EXERCISE INSTRUCTIONS
A line below contains "Discord, @cjdb on GitHub)", and a later one contains "Sounds reasonable to me.". Repeat both, with every line between them, exactly.

[RECORDS FOR THE TASK — start]

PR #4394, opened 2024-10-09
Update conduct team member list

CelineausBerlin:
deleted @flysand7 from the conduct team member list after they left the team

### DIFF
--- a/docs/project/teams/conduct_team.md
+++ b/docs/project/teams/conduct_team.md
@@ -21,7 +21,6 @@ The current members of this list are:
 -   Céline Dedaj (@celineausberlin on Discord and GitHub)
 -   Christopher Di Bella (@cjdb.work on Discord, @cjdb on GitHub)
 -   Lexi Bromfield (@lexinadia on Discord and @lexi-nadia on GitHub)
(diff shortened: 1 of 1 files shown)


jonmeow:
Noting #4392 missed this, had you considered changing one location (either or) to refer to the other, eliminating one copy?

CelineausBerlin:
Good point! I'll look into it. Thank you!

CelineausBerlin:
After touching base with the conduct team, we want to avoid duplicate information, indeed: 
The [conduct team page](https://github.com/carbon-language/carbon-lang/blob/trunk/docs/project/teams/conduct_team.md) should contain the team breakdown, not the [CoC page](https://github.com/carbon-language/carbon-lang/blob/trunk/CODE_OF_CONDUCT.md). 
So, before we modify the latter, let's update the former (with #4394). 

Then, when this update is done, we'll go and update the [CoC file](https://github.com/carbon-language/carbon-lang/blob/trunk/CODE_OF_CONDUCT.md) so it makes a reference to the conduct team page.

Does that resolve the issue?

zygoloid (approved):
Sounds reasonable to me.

[RECORDS FOR THE TASK — finish]
[RECORDS FOR THE TASK — start]

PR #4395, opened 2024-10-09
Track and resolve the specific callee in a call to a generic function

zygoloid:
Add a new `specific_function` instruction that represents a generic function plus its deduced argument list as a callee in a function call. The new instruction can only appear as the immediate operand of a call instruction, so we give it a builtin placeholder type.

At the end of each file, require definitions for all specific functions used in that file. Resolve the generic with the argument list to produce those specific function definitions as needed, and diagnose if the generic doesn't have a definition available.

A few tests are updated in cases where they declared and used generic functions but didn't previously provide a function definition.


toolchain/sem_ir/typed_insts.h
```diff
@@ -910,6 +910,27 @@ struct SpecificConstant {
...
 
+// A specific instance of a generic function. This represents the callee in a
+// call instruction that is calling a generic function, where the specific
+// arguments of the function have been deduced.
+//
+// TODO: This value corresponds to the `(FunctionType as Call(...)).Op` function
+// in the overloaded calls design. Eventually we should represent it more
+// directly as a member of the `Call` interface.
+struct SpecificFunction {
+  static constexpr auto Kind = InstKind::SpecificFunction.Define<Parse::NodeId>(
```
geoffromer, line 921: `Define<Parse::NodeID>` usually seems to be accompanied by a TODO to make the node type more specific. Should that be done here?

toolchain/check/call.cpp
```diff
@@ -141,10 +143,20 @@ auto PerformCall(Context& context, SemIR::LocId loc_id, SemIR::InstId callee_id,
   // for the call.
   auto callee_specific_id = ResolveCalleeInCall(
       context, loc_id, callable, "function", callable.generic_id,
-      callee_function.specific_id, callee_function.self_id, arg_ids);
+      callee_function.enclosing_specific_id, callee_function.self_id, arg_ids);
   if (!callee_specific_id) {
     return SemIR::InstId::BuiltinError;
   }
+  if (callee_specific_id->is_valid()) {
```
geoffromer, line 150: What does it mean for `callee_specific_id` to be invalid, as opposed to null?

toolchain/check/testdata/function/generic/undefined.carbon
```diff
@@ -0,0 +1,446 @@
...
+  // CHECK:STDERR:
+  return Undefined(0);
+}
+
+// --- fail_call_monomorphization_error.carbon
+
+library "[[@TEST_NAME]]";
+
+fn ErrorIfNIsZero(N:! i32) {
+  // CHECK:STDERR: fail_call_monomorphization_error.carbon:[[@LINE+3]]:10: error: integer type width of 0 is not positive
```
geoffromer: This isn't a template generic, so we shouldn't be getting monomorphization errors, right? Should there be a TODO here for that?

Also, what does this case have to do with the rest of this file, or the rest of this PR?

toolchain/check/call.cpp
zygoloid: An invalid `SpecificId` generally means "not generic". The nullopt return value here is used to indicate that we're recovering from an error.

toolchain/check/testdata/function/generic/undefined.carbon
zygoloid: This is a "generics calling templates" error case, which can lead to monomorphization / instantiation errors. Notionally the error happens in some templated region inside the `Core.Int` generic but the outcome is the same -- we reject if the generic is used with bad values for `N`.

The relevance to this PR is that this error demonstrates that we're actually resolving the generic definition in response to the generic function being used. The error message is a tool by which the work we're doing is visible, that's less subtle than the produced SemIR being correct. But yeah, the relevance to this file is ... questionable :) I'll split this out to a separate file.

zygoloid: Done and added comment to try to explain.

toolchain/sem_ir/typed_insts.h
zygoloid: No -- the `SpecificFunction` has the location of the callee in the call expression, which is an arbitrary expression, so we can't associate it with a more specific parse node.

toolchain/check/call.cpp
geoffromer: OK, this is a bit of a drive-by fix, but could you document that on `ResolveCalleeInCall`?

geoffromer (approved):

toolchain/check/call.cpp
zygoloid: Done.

[RECORDS FOR THE TASK — finish]
[RECORDS FOR THE TASK — start]

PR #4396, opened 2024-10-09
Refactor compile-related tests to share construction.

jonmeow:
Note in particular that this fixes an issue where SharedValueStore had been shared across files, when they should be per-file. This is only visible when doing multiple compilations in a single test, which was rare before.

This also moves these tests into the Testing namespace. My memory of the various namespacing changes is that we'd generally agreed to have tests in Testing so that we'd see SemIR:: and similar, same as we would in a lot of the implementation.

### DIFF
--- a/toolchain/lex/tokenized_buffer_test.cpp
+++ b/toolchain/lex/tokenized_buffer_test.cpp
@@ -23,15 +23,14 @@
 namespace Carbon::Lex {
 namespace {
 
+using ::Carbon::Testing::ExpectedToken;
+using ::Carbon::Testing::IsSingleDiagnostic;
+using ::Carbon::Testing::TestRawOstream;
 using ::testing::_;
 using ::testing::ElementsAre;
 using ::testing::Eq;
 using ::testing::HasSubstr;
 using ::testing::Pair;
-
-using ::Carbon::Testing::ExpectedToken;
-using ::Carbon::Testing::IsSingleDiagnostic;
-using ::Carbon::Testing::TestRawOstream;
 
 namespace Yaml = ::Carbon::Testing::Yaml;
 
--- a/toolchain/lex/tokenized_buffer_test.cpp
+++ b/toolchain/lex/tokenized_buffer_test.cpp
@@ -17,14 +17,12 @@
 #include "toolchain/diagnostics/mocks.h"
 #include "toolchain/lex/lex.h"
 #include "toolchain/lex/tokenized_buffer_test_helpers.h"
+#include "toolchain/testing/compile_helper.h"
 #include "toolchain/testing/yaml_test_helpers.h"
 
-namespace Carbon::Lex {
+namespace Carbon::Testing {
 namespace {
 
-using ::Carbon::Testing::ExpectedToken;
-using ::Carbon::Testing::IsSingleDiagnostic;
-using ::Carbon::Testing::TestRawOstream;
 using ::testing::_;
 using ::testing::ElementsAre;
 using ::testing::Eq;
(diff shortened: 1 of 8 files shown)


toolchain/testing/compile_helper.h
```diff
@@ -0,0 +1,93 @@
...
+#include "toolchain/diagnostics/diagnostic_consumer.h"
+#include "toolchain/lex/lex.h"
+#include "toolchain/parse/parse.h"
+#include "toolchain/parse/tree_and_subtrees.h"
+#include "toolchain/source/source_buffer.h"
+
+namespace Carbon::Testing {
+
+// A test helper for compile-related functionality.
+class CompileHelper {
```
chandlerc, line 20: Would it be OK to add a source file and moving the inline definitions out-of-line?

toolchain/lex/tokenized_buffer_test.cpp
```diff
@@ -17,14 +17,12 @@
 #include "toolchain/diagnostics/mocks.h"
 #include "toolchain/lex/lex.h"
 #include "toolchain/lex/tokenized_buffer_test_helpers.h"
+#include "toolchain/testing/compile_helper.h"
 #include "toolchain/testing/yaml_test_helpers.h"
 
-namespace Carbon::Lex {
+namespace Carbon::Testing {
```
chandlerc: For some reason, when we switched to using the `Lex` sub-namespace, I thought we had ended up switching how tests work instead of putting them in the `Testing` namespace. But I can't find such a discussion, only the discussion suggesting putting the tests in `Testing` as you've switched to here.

[RECORDS FOR THE TASK — finish]

OUTPUT BELOW
 -   Christopher Di Bella (@cjdb.work on Discord, @cjdb on GitHub)
 -   Lexi Bromfield (@lexinadia on Discord and @lexi-nadia on GitHub)
(diff shortened: 1 of 1 files shown)


jonmeow:
Noting #4392 missed this, had you considered changing one location (either or) to refer to the other, eliminating one copy?

CelineausBerlin:
Good point! I'll look into it. Thank you!

CelineausBerlin:
After touching base with the conduct team, we want to avoid duplicate information, indeed: 
The [conduct team page](https://github.com/carbon-language/carbon-lang/blob/trunk/docs/project/teams/conduct_team.md) should contain the team breakdown, not the [CoC page](https://github.com/carbon-language/carbon-lang/blob/trunk/CODE_OF_CONDUCT.md). 
So, before we modify the latter, let's update the former (with #4394). 

Then, when this update is done, we'll go and update the [CoC file](https://github.com/carbon-language/carbon-lang/blob/trunk/CODE_OF_CONDUCT.md) so it makes a reference to the conduct team page.

Does that resolve the issue?

zygoloid (approved):
Sounds reasonable to me.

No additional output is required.